**DATA FOR PROCESSING**
PR #3550, opened 2025-07-17
[CONFIGURATION] File configuration - sdk builder

marcalff:
Contributes to #2481

This is a partial fix, that implements the sdk builder.

## Changes

* Implement the sdk builder:
  * Create opentelemetry-cpp SDK objects from the configuration model.

### DIFF
--- a/sdk/include/opentelemetry/sdk/configuration/configured_sdk.h
+++ b/sdk/include/opentelemetry/sdk/configuration/configured_sdk.h
@@ -1,0 +1,44 @@
+// Copyright The OpenTelemetry Authors
+// SPDX-License-Identifier: Apache-2.0
+
+#pragma once
+
+#include <memory>
+
+#include "opentelemetry/context/propagation/text_map_propagator.h"
+#include "opentelemetry/sdk/configuration/configuration.h"
+#include "opentelemetry/sdk/configuration/registry.h"
+#include "opentelemetry/sdk/logs/logger_provider.h"
+#include "opentelemetry/sdk/metrics/meter_provider.h"
+#include "opentelemetry/sdk/resource/resource.h"
+#include "opentelemetry/sdk/trace/tracer_provider.h"
+#include "opentelemetry/version.h"
+
+OPENTELEMETRY_BEGIN_NAMESPACE
+namespace sdk
+{
+namespace configuration
+{
+
+class ConfiguredSdk
+{
+public:
+  static std::unique_ptr<ConfiguredSdk> Create(
+      std::shared_ptr<Registry> registry,
+      const std::unique_ptr<opentelemetry::sdk::configuration::Configuration> &model);
+
+  ConfiguredSdk() : resource(opentelemetry::sdk::resource::Resource::GetEmpty()) {}
+
+  void Install();
+  void UnInstall();
+
+  opentelemetry::sdk::resource::Resource resource;
+  std::shared_ptr<opentelemetry::sdk::trace::TracerProvider> tracer_provider;
+  std::shared_ptr<opentelemetry::context::propagation::TextMapPropagator> propagator;
+  std::shared_ptr<opentelemetry::sdk::metrics::MeterProvider> meter_provider;
+  std::shared_ptr<opentelemetry::sdk::logs::LoggerProvider> logger_provider;
+};
+
+}  // namespace configuration
+}  // namespace sdk
+OPENTELEMETRY_END_NAMESPACE
--- a/sdk/include/opentelemetry/sdk/configuration/configured_sdk.h
+++ b/sdk/include/opentelemetry/sdk/configuration/configured_sdk.h
@@ -20,6 +20,11 @@ namespace sdk
 namespace configuration
 {
 
+/**
+ * This class represents a fully configured SDK.
+ * A SDK contains various objects, like propagators and providers for each
+ * signals, that collectively describe the opentelemetry configuration.
+ */
 class ConfiguredSdk
 {
 public:
@@ -27,28 +32,27 @@ public:
       std::shared_ptr<Registry> registry,
       const std::unique_ptr<opentelemetry::sdk::configuration::Configuration> &model);
 
-  ConfiguredSdk(
-      opentelemetry::sdk::resource::Resource &&resource,
-      const std::shared_ptr<opentelemetry::sdk::trace::TracerProvider> &tracer_provider,
-      const std::shared_ptr<opentelemetry::context::propagation::TextMapPropagator> &propagator,
-      const std::shared_ptr<opentelemetry::sdk::metrics::MeterProvider> &meter_provider,
-      const std::shared_ptr<opentelemetry::sdk::logs::LoggerProvider> &logger_provider)
-      : resource_(std::move(resource)),
-        tracer_provider_(tracer_provider),
-        propagator_(propagator),
-        meter_provider_(meter_provider),
-        logger_provider_(logger_provider)
-  {}
+  ConfiguredSdk() : resource(opentelemetry::sdk::resource::Resource::GetEmpty()) {}
 
-  void Init();
-  void Cleanup();
+  /**
+   * Install the SDK, so that an instrumented application can make calls
+   * to it.
+   * This methods sets the global provider singletons to point to the SDK.
+   */
+  void Install();
 
-private:
-  opentelemetry::sdk::resource::Resource resource_;
-  std::shared_ptr<opentelemetry::sdk::trace::TracerProvider> tracer_provider_;
-  std::shared_ptr<opentelemetry::context::propagation::TextMapPropagator> propagator_;
-  std::shared_ptr<opentelemetry::sdk::metrics::MeterProvider> meter_provider_;
-  std::shared_ptr<opentelemetry::sdk::logs::LoggerProvider> logger_provider_;
+  /**
+   * Uninstall the SDK, so that an instrumented application no longer makes
+   * calls to it.
+   * This method clears the global provider singletons.
+   */
+  void UnInstall();
+
+  opentelemetry::sdk::resource::Resource resource;
+  std::shared_ptr<opentelemetry::sdk::trace::TracerProvider> tracer_provider;
+  std::shared_ptr<opentelemetry::context::propagation::TextMapPropagator> propagator;
+  std::shared_ptr<opentelemetry::sdk::metrics::MeterProvider> meter_provider;
+  std::shared_ptr<opentelemetry::sdk::logs::LoggerProvider> logger_provider;
 };
 
 }  // namespace configuration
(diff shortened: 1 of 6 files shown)


sdk/src/configuration/sdk_builder.cc
```diff
@@ -0,0 +1,1757 @@
...
+  void VisitExtension(
+      const opentelemetry::sdk::configuration::ExtensionSamplerConfiguration *model) override
+  {
+    sampler = m_sdk_builder->CreateExtensionSampler(model);
+  }
+
+  std::unique_ptr<opentelemetry::sdk::trace::Sampler> sampler;
+
+private:
+  const SdkBuilder *m_sdk_builder;
```
dbarker: nit - naming style

sdk/src/configuration/sdk_builder.cc
```diff
@@ -0,0 +1,1757 @@
...
+  void VisitExtension(
+      const opentelemetry::sdk::configuration::ExtensionSpanProcessorConfiguration *model) override
+  {
+    processor = m_sdk_builder->CreateExtensionSpanProcessor(model);
+  }
+
+  std::unique_ptr<opentelemetry::sdk::trace::SpanProcessor> processor;
+
+private:
+  const SdkBuilder *m_sdk_builder;
```
dbarker: nit - naming style

sdk/include/opentelemetry/sdk/configuration/configured_sdk.h
```diff
@@ -0,0 +1,44 @@
...
+#include "opentelemetry/sdk/trace/tracer_provider.h"
+#include "opentelemetry/version.h"
+
+OPENTELEMETRY_BEGIN_NAMESPACE
+namespace sdk
+{
+namespace configuration
+{
+
+class ConfiguredSdk
```
dbarker, line 28: nit - consider adding a test for the ConfiguredSdk and SdkBuilder classes to this PR. This could be just testing against one model and verify the resource and providers are generally valid and functional.

sdk/include/opentelemetry/sdk/configuration/configured_sdk.h
```diff
@@ -0,0 +1,44 @@
...
+{
+public:
+  static std::unique_ptr<ConfiguredSdk> Create(
+      std::shared_ptr<Registry> registry,
+      const std::unique_ptr<opentelemetry::sdk::configuration::Configuration> &model);
+
+  ConfiguredSdk() : resource(opentelemetry::sdk::resource::Resource::GetEmpty()) {}
+
+  void Install();
```
dbarker, line 42: nit - the terms `Install` and `UnInstall` feel a bit unexpected in this context since no artifacts are installed or uninstalled. If these terms are not defined by the configuration spec, consider `Install` -> `Initialize` or `Configure` and  `UnInstall` -> `Shutdown` or `Cleanup` as options. The sdk spec uses `Shutdown` for the providers (which will be called when `ConfiguredSdk::UnInstall` is called) and the examples in otel-cpp often use `Init` and `Cleanup`.

sdk/include/opentelemetry/sdk/configuration/configured_sdk.h
```diff
@@ -0,0 +1,44 @@
...
+  void UnInstall();
+
+  opentelemetry::sdk::resource::Resource resource;
```
dbarker, line 51: nit - The example (`examples/yaml/main.cc`) in the main PR doesn't seem to access these public members. Can/should they be private or protected?

sdk/src/configuration/sdk_builder.cc
```diff
@@ -0,0 +1,1757 @@
...
+#include "opentelemetry/sdk/trace/tracer_provider_factory.h"
+#include "opentelemetry/version.h"
+
+OPENTELEMETRY_BEGIN_NAMESPACE
+namespace sdk
+{
+namespace configuration
+{
+
+class ResourceAttributeValueSetter
```
dbarker, line 165: nit - This is a big file with many new classes defined. Consider moving the new class definitions to separate header files (perhaps in a detail sub folder) that will not be installed for public use. Rationale is to improve readability and allow unit testing of these classes in the future. Many of these class throw and we may want to test error conditions explicitly at the unit level

dbarker:
Thanks for the PR @marcalff. Just noted a few nitpicks (optional) and a request to add a test for the ConfiguredSdk class if that is reasonable.

sdk/src/configuration/sdk_builder.cc
marcalff: Fixed.

sdk/src/configuration/sdk_builder.cc
marcalff: Fixed.

sdk/include/opentelemetry/sdk/configuration/configured_sdk.h
marcalff: Some items are installed, by being set into the global singletons (SetTracerProvider and friends), but I agree this terminology is not used in opentelemetry.

Fixed as `Init()` and `Cleanup()`.

sdk/include/opentelemetry/sdk/configuration/configured_sdk.h
marcalff: Fixed to private.

sdk/include/opentelemetry/sdk/configuration/configured_sdk.h
marcalff: I am currently implementing functional tests in the main PR, to do just that.

See functional/configuration/shelltests/kitchen-sink.test for example.

There will be many functional tests for coverage, but this part is not ready yet, it will be available in PRs to come.

sdk/src/configuration/sdk_builder.cc
marcalff: For class `ResourceAttributeValueSetter`, this is the only one that can be extracted, and tested in isolation, because it manipulates a `ResourceAttributes` and does need the sdk builder.

Every other class like `SamplerBuilder` depends on the sdk builder, and can not be tested in isolation.

I don't see how a unit test can cover `SamplerBuilder` alone, and the value this test would have.

The code that throws exceptions is not in the builders, which are very simple, but in the various CreateXXX() methods from the sdk builder class.

Testing this in isolation is possible for low level leaves in the model tree (say, create a console exporter alone), but becomes more and more difficult when the code moves up in the model tree.

To test a tracer_provider for example, the test will need to create the tracer_provider, samplers, limits, arrays of processors, and exporters.

This becomes a full functional test, so the way to test this is to implement a full functional test:

* the input is a yaml config file
* the parser is used to create a model
* the model is used to create an sdk, executing the sdk builder code

This is still work in progress (not ready for review), but you can peek at the main PR.

There is an example of test that covers an exception thrown by the sdk builder:

(main PR) functional/configuration/shelltests/sampler_jaeger.test

It tests the code from `SdkBuilder::CreateJaegerRemoteSampler()`.

dbarker: Thanks for the context. Testing the sdk builder and private classes in a set of functional test makes sense.

sdk/include/opentelemetry/sdk/configuration/configured_sdk.h
```diff
@@ -0,0 +1,56 @@
...
+        meter_provider_(meter_provider),
+        logger_provider_(logger_provider)
+  {}
+
+  void Init();
+  void Cleanup();
+
+private:
+  opentelemetry::sdk::resource::Resource resource_;
+  std::shared_ptr<opentelemetry::sdk::trace::TracerProvider> tracer_provider_;
```
dbarker: The lifetime of the providers (and when they shutdown) depends on usage of Init and Cleanup. Just thinking through some scenarios. 
1. Providers live on after ConfigureSdk is destroyed
    - User calls Create and owns a ConfiguredSdk instance
    - User calls Init but never calls Cleanup
    - User destroys the ConfiguredSdk instance
    - Providers live on in the global singletons
2. Providers shutdown with destruction of ConfiguredSdk
    - User calls Create and owns a ConfiguredSdk instance
    - User calls Init
    - User calls Cleanup
    - User destroys the ConfiguredSdk instance -> providers shut down on destruction 

Should this class also shutdown/destroy the providers in the Cleanup method, or would it make sense for an instance of this class to manage the lifetime of the providers and propagator (and state of the global singletons) through its constructor/destructor?

dbarker: @marcalff After a bit more thought and looking at how I'll integrate the yaml configuration feature into my project I think I misinterpreted the intent of the ConfiguredSdk class. 

It seems the original intent is to just provide access to the objects (resource, providers, propagator) created by the yaml parser/builder with optional utility methods (Install/Uninstall) to set/unset the singletons. Access to the created objects seems like the most important interface and will allow users to take ownership by copying the shared ptrs and explicitly call public methods on sdk providers (likely ForceFlush and Shutdown). Setting the objects into the singletons seems like it should remain optional.

If someone chooses to set objects to the singletons then they can choose to unset them or not (if they prefer to rely on the static storage scope for the lifetime). 

In that case the original naming and public access to the providers/resource/propagator does seem best.

It seems like we should revert to your original design for this class. Sorry for the back and forth.

marcalff: I also took some time to look again at this area.

Without a yaml configuration file:

* the application creates a tracer_provider, by invoking various SDK apis to build the config with code
* the application then owns the tracer_provider, and sets global singletons to use it
* the application calls ForceFlush() or Shutdown() on the SDK tracer_provider, if necessary
* the application clears the tracer provider singleton to cleanup

With a yaml configuration file:

* the application passes a `config.yaml` file to the parser
* the parser builds a configuration model
* the sdk builder reads the configuration model, and produces a tracer_provider, wrapped in a `ConfiguredSdk` object.

From this point, the rest of the flow is the same:

* the application then owns the `ConfiguredSdk::tracer_provider`, and sets global singletons to use it
* the application calls ForceFlush() or Shutdown() on the SDK tracer_provider, if necessary
* the application clears the tracer provider singleton to cleanup

So, I think it makes sense to:

* Wrap all the parts produced by the SDK builder in a class
* Provide public access to these parts, like tracer_provider, because the application needs to see (SDK) `opentelemetry::sdk::trace::tracer_provider` instead of just (API) `opentelemetry::trace::tracer_provider`, to invoke ForceFlush or Shutdown

I reverted `ConfiguredSdk` to the initial code.

This PR is primarily about the 2K lines that are the SDK builder itself, to produce the `ConfiguredSdk` final result.

If there are some changes needed to ConfiguredSdk, I propose to see that with the example code, which uses it, so that the review for the SDK builder itself is not blocked by this.

marcalff:
@dbarker Thanks for this round of comments.

All addressed, PTAL.

dbarker (approved):
Looks good. Thanks!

**EXERCISE DETAILS**
From the listing above, copy every line where the string "sense" is found.

**COMPLETED TASK**
dbarker: Thanks for the context. Testing the sdk builder and private classes in a set of functional test makes sense.
Should this class also shutdown/destroy the providers in the Cleanup method, or would it make sense for an instance of this class to manage the lifetime of the providers and propagator (and state of the global singletons) through its constructor/destructor?
So, I think it makes sense to:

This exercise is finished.